And military personnel should not be required to risk their lives to create the sort of arrest reports and chain-of-custody reports that are used, under very different circumstances, by ordinary law enforcement officers in the United States . Battlefields are not an environment where such reports can be generated without substantial risk to American lives. As one editorialist put it, this is not CSI Kandahar. Federal courts have never treated habeas corpus as demanding full-dress trials, even in ordinary criminal cases, and it would be particularly unwise to do so here given the grave national security concerns I have discussed.
Sixth and finally, because of the significant resource constraints on the Government's ability to defend the hundreds of habeas cases proceeding in the district courts, Congress should make clear that the detainees cannot pursue other forms of litigation to challenge their detention. One unintended consequence of the Supreme Court's decision in Boumediene is that detainees now have two separate, and redundant, procedures to challenge their detention, one under the Detainee Treatment Act and the other under the Constitution. Congress should eliminate statutory judicial review under the Detainee Treatment Act, and it should reaffirm its previous decision to eliminate other burdensome litigation not required by the Constitution, such as challenges to conditions of confinement or transfers out of United States custody.
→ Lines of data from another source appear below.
PR #5228, opened 2026-07-13
test(lex-client): lock in that a 404 with an XRPC payload surfaces the server error

### LINKED ISSUE #5058: @atproto/lex: xrpcSafe always returns XRPCNotSupported when response is 404
**Describe the bug**

When using `@atproto/lex`'s xrpcSafe, the library will always override the responses `error` field with `XRPCNotSupported` when the http status code is 404, regardless of what the body indicates.

According to the specification, this behaviour seems wrong:

> 404 Not Found: Can indicate a missing resource. This can also indicate that the server does not support atproto, or does not support this endpoint. See response error message (or lack thereof) to clarify.

I am trying to match on `error` to see what type of 404 it is, but when the library always shadows it with XRPCNotSupported I cannot clearly determine it for myself.

**To Reproduce**

```typescript
const result = await auth.client.xrpcSafe(myEndpoint, {
  params: { actor: params.actor },
});
if (result.success) {
  //
}

if (result.error ==="ActorNotFound" || result.error == "ProfileNotFound") {
  // Never reached, result.error has been overwritten by library.
}

```

**Expected behavior**

The library surfaces the origin error message when a response body is available, falls back to this behaviour if one is not.

ryanda9910:
Closes #5058 (as already-fixed — see below).

### What's going on with #5058

The reported bug is **already fixed on `main`**. `XrpcResponseError` gates the `XRPCNotSupported` status fallback behind `isXrpcErrorPayload`, so a 404 whose body is a valid XRPC error is surfaced as-is:

| 404 response | behaviour on `main` |
|---|---|
| `{"error":"ProfileNotFound"}` | `ProfileNotFound` ✅ |
| `{"error":"AccountDeactivated"}` | `AccountDeactivated` ✅ |
| plain-text / empty body | `XRPCNotSupported` (fallback) ✅ |

That matches the expected behaviour in the issue, so there is no production fix to make here.

### Why this PR then

**Nothing tests it.** `errors.test.ts` covers the fallback path (404 with no payload → `XRPCNotSupported`) and the payload-wins case for **400**, but never for **404** — which is the one status where the shadowing actually bites, because `XRPCNotSupported` reads like "this endpoint doesn't exist" and hides domain errors like a missing actor.

So a future refactor of the error path could silently reintroduce #5058 and every test would stay green.

This PR adds three cases to close that gap:
- a 404 carrying `ProfileNotFound` surfaces the server's code (and explicitly *not* `XRPCNotSupported`)
- same for `ActorNotFound`
- a payload-less 404 still falls back to `XRPCNotSupported`

### Verification

- `pnpm vitest run src/errors.test.ts` → **60 passed**
- Mutation-checked: flipping the `isXrpcErrorPayload` gate off (i.e. reintroducing the bug) makes the new tests **fail**, so they genuinely lock the behaviour rather than passing vacuously.
- Prettier clean. **No production code touched** — the diff is test-only (+29 lines).

Happy to close this and just close the issue instead if you'd rather not carry the extra tests.


devinivy (approved):
Looks good, thanks!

Here I must make explicit, and perhaps risk reiterating, a point I would hope was obvious from the discussion so far. We are talking here about habeas corpus proceedings, not about criminal trials of the sort that some but not all of the detainees at Guantanamo Bay may face. Some people have argued that we should either charge the detainees we are holding at Guantanamo with crimes, or release them. We can and we have charged some detainees with war crimes. These proceedings are exceptionally important, and I referred to them earlier.
But to suggest that the government must charge detainees with crimes or release them is to seriously misunderstand the principal reasons why we detain enemy combatants in the first place: it has to do with self-protection, because these are dangerous people who pose threats to our citizens and to our soldiers. The Department of Defense and the Department of State have worked together to release those whom we believe can be transferred to a third country, consistent with the safety of our citizens and our military personnel abroad, and with our humanitarian commitments; of the 775 people who have been detained at Guantanamo, only about one-third remain. The fact that we have not charged all of those remaining at Guantanamo with crimes should not be regarded as a fair criticism of our detention policies; rather, it reflects the fundamental reality that these individuals were captured in an armed conflict, not in a police raid.
These are the central principles that should govern Congress's effort to legislate in this area. I think they are principles that should have bipartisan support, because they would provide unprecedented access for enemy combatants to challenge their detention in federal courts, while at the same time protecting the security of our citizens. Seven years ago, when we were attacked on September 11, 2001 , our Nation's response to that challenge was swift, decisive, and bipartisan. Congress authorized the use of military force against Al Qaeda and others responsible for the attacks, demonstrating agreement that the Nation--not by its own choice, but by the choice of a totally ruthless enemy--was at war. The President then swiftly deployed United States troops, and the fight continues to this day.